Ginkgo Bioworks Holdings, Inc., which is building the platform for cell programming and biosecurity, has announced two new offerings that will make it easier for pharmaceutical and biotech companies to develop new medicines, building on the partnership announced with Google Cloud last year.
The first launch is one of the first-of-its-kind in the industry – a protein large language model (LLM) built in collaboration with Google Cloud Consulting that will give individual researchers and enterprise companies the ability to develop medicines with insights from Ginkgo’s private data. Secondly, Ginkgo is launching its model API, a powerful tool designed to bring biological AI models directly to machine learning scientists. The API is publicly available on Ginkgo’s website today, and enterprise companies will be able to access the protein-based LLM Google Cloud’s Vertex AI Model Garden soon.
Jason Kelly, CEO of Ginkgo Bioworks, said, “I’m excited to see how the community builds on top of these models and our API. AA-0 is the first model we have released trained on Ginkgo’s proprietary data – we’re opening it to data scientists and bioinformaticians so they can build new models and applications on top. We believe that the low cost for tokens and our other customer-friendly terms, like the lack of royalties, and our commitment to not re-use customer data, will allow users to build tools like iterative protein design programs that call our protein generation API or to use our embedding API to compute features for a clustering algorithm.”

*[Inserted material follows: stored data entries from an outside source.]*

PR #1648, opened 2021-02-07
Support for Cavius alarms

SteveCooling:
Decoder for Cavius wireless smoke/heat/water alarms (www.cavius.com)

There seems to be some endianness issues (cavius.c:89), not quite sure what the preferred way to handle that is.


zuckschwerdt:
Some code style cleanup along the checks is needed ;)

Endianess: use shift and mask, like your `net_id_big` as you do know where the bits in the message are. You do not know where the bits in a `uint32_t` are.

src/devices/cavius.c
```diff
@@ -0,0 +1,163 @@
+/** @file
+*   Cavius smoke alarm decoder.
+*
```
zuckschwerdt, line 3: The `@file` comment should contain the copyright and licence. The next `/**` comment should document the decoder function.

src/devices/cavius.c
```diff
@@ -0,0 +1,163 @@
...
+*   CAVIUS_MESSAGE_MUTE     = 0x04
+*   CAVIUS_MESSAGE_UNKNOWN2 = 0x02
+*   CAVIUS_MESSAGE_UNKNOWN1 = 0x01
+*
+*   Sometimes the receiver has to be at 250ksps to decode. Don't know why.
+*/
+
+#include "decoder.h"
+
+const uint8_t CAVIUS_MESSAGE_PAIRING  = 0x80;
```
zuckschwerdt, line 32: you need an `enum` here.

src/devices/cavius.c
```diff
@@ -0,0 +1,163 @@
...
+    //printf("CRC_calced: %d OK: %d\n", crc_calced, crcok);
+
+    /* clang-format off */
+    data = data_make(
+            "netid",         "Net ID",      DATA_INT,    net_id_big,
+            "senderid",      "Sender ID",   DATA_INT,    sender_id_big,
+            "message",       "Message",     DATA_INT,    message,
+            "text",          "Description", DATA_STRING, text,
+            "crc",           "CRC-8",       DATA_INT,    crc,
+            "crcok",         "CRC OK",      DATA_INT,    crcok,
```
merbanan, line 134: Switch to MIC as in other decoders.

SteveCooling:
> Some code style cleanup along the checks is needed ;)
> 
> Endianess: use shift and mask, like your `net_id_big` as you do know where the bits in the message are. You do not know where the bits in a `uint32_t` are.

So, ditch the `bitbuffer_extract_bytes()` and get the parts I need directly from `databits.bb[0]` ?

zuckschwerdt:
Yes, add `uint8_t *b = databits.bb[0];` after `bitbuffer_invert()`, then just use e.g.
`int message = b[3];` and
`uint32t net_id = ((uint32_t)b[0] << 24) | (b[1] << 16) | (b[2] << 8) | (b[3]);`

Also the checksum for CRC is the remainder of the division, so
`crc8le(b, 7, 0x31, 0x0) == 0;` (note 7 instead of 6, and the poly is without the leading 1 bit).

SteveCooling:
> Also the checksum for CRC is the remainder of the division, so
> `crc8le(b, 7, 0x31, 0x0) == 0;` (note 7 instead of 6, and the poly is without the leading 1 bit).

Seems like I might have transplanted someone else's error :joy:

We did a python implementation while reversing the devices, and the CRC-settings were taken from `crc-8-maxim` here: http://crcmod.sourceforge.net/crcmod.predefined.html

Will do some testing and neccessary corrections as soon as time allows.

src/devices/cavius.c
SteveCooling: Should be OK now

src/devices/cavius.c
SteveCooling: Fixed

src/devices/cavius.c
SteveCooling: Done.

zuckschwerdt:
Note that we use the common CRC poly notation of "lower bits", not the full n+1 bits, these are the same:
- 0x131 (9 bit)
- 0x31 (8 bit, lower)
- 0x98 (Koopman notation, 8 bit upper)

src/devices/cavius.c
zuckschwerdt: `/** @file` not `/*** @file`
and there can be only one comment block (`/**`) for the decoder function, indent is 0 spaces.

SteveCooling: As far as I can tell I have complied with this now

SteveCooling:
I hope it's all good now ;-)

zuckschwerdt:
Looks mostly ok. The doc comment is markdown, i.e. `NNNNMMCSSSS` needs an indent of four spaces, the two lists need a dash in front of each item.

The `static const uint8_t SYNC[]` should be `uint8_t const preamble[]`.

`.name        = "Cavius",` should be "Cavius smoke, heat, and water detector"

We need to bring the output keys to our standard set:
- Needs a "model" key, e.g. "Cavius-Security"
- Which of "netid" "senderid" is the fixed "id" of the sending device?
- Esp. Battery low should report a `"battery_ok" 0` output. Search for DATA_COND to see how this works.

SteveCooling:
> * Which of "netid" "senderid" is the fixed "id" of the sending device?

* Net ID is the ID of the master device (The one others are paired to when they are connected together)
* Sender ID is the actual sending device

zuckschwerdt:
Ok, then "sender_id" should be just "id". "netid" should probably be "net_id" as that's more in line with other keys we have.

SteveCooling:
> * Esp. Battery low should report a `"battery_ok" 0` output. Search for DATA_COND to see how this works.

Not exactly sure how the devices treat the battery low condition. They might set the `battlow` in all messages when the condition is true. I have assumed that this is true, and thus I treat the message field as a bitmap and set the `battery_ok` field accordingly.

zuckschwerdt:
We exclude the battery low bit on message matching now. Should be fixed for that case, not sure if multiple bits could really be set otherwise?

Protein LLM for individual researchers and enterprise companies: Built on Vertex AI in collaboration with Google Cloud Consulting and trained on Ginkgo’s extensive proprietary dataset, this and future LLMs empower companies to generate novel insights and accelerate the discovery of new therapeutics. By harnessing the power of AI to analyze and understand complex protein structures and interactions, researchers and enterprises can streamline their research pipelines, optimize lead identification, and ultimately bring life-saving medicines to market faster and more efficiently. Building on models that learn from Ginkgo’s private data, unavailable to the public, can enable companies to unlock hidden patterns and potential therapeutic targets that would otherwise remain elusive.
Open API for scientists and researchers: With this programmer-friendly ultra-low cost API, Ginkgo is making its internally-developed AI tools available to anyone. The interface provides an easy and scalable way to access sophisticated models trained on protein and DNA data, starting with its first release: a machine learning model trained on a proprietary Ginkgo dataset.
Chris Sakalosky, vice president of Strategic Industries, Google Cloud, commented, “Ginkgo’s new protein LLM and open API mark a major step forward in making advanced AI tools accessible for drug discovery and biological research. By leveraging Google Cloud‘s infrastructure and AI capabilities, Ginkgo is empowering both enterprises and individual scientists to accelerate their work and drive innovation in the life sciences. Ginkgo is leading the way in democratizing access to cutting-edge AI models, to increase value to pharma companies using Ginkgo’s platform and to ultimately help people live healthier lives.”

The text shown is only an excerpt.